Виктор Шамиров. Ростовчанин, живет в Москве. Выпускник режиссерского факультета РАТИ (ГИТИС), мастерской Марка Захарова. На сценах столичных театров поставил «Маскарад», «Сцены из Ростана», «Госпиталь “Мулен Руж“», Ladies’ night, «Трактирщица», «Бог», не на шутку разозлив критиков последними двумя. В декабре на экраны вышел первый фильм «зарвавшегося таланта» и «театрального безбожника» Шамирова — «Дикари» с Гошей Куценко, Маратом Башаровым, Владиславом Галкиным и лагерем «Лиманчик» в главных ролях.
Довольно пустынный Пушкинский бульвар на перекрестке с Халтуринским. На углу— трое.
Шамиров: — А текст на сверку присылаешь?
«Главный»: — Если нужно.
Ш: — Давай. Иногда люди очень странно редактируют мои слова. У меня даже проблемы с руководством театра были. Скверная ситуация.
«Г»: — А мне твои интервью не попадались.
Ш: — А вот потому что, зачем они нужны.
«Г»: — В общем, не волнуйся, у нас документальная манера изложения.
Ш: — Все, я очень рад этому. Смотри, у меня предложение такое: давай погуляем по Пушкинской, я ее очень люблю, это моя родная улица. Я жил на углу Пушкинской и Соколова всю жизнь. И моя родная улица начинается за Буденновским и идет до Кировского.
Внешне спокойный фотограф неожиданно вытягивает вперед руку с камерой, щелкая ею прямо в лицо говорящему. Говорящий пугается.
«Г»: — Не пугайся, он будет все время так делать.
Ш: — А, хорошо... Эти места для меня всегда были terra incognita, странная часть Пушкинской... Единственно, что знаю — здесь обком комсомола был, ты, наверное, забыла, что это такое. Меня там в комсомольцы принимали, и я не знал ответа на все эти вопросы...
«Г»: — Так их же учить надо по шпаргалкам.
Ш: — Ну мне дали, но я всегда был нелепый человек, я не мог запомнить ничего этого.
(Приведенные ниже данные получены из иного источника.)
PR #10214, opened 2025-08-23
Refactor (backend):  Improve BuildItemList API filters 

Reza98Sh:
This PR addresses issue #9481 for the BuildItemList endpoint by removing undocumented query parameter and optimizing database queries.

Removed Manual Parameter Parsing: The logic for manually handling `output`  has been removed. This is a step towards replacing them with proper, documented API filters that will appear in the OpenAPI schema.

Improved Query Performance: Added extensive select_related and prefetch_related calls to get_queryset. This reduces database queries.

Related Issue
[#9481](https://github.com/inventree/InvenTree/issues/9788)


src/backend/InvenTree/build/api.py
```diff
@@ -850,6 +850,24 @@ def filter_location(self, queryset, name, location):
         locations = location.get_descendants(include_self=True)
         return queryset.filter(stock_item__location__in=locations)
 
+    output = rest_filters.NumberFilter(
+        label=_('Output'),
+        method='filter_output',
+        help_text=_(
+            "Filter by output stock item ID. Use 'null' to find uninstalled build items."
```
SchrodingersGat, line 861: Have you verified that a "null" value is actually handled by the `NumberFilter` type? I believe that it might actually throw an error if a non-numeric value is passed to it. Please make sure there are at least some unit tests for this.

SchrodingersGat:
@Reza98Sh as the public-facing API has now changed you will need to add an update entry in `api_version.py`

src/backend/InvenTree/build/api.py
Reza98Sh: I double-checked using Postman and confirmed that ‘null’ values are correctly handled in my local setup.

I will add unit tests to explicitly cover this scenario.

SchrodingersGat: Thanks, that will be great for ensuring there are no regressions.

Reza98Sh:
@SchrodingersGat 
you were correct that the previous approach wasn’t properly handling the null value.

I’ve now updated the implementation to use a custom filter field which correctly processes null, and I’ve also added dedicated unit tests to ensure this scenario is fully covered.

SchrodingersGat:
Thanks for looking further into this @Reza98Sh 

You will have to address the issues with the test fixtures. Likely the failing tests do not include the "stock" fixtures

SchrodingersGat:
@Reza98Sh thanks for this contribution. This new filter could be used in other places in the API too, for the same purpose.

У меня же в школе были все тройки.
«Г»: — Поздравляю, у меня тоже!
Оживленный Буденновский проспект.
Ш: — Давай тут свернем на Горького и пройдем мимо школы моей, мне будет приятно на нее посмотреть.
«Г»: — Ты учился в 36-й?
Ш: — Да, но после 8-го класса меня выгнали, и заканчивал я 49-ю, напротив «табачки».
«Г»: — А за что выгнали?
Ш: — Ну вообще-то я очень плохо учил английский, отставал ужасно, по другим предметам тоже, но английский был за гранью всякой критики, а поскольку школа специализированная... И с мамой заключили соглашение: вы его забираете, а мы ему ставим тройку.
«Г»: — А родители имеют к театру отношение?
Ш: — Да нет, абсолютно нормальная хорошая семья. Я сам не думал об этой ерунде. Думал поступать в строительный, учился рисовать. А поскольку по математике были 4 и 5, то и пошел по этой линии.
«Г»: — А меня, кстати, предупредили: человек замороченный — мехмат, сама понимаешь.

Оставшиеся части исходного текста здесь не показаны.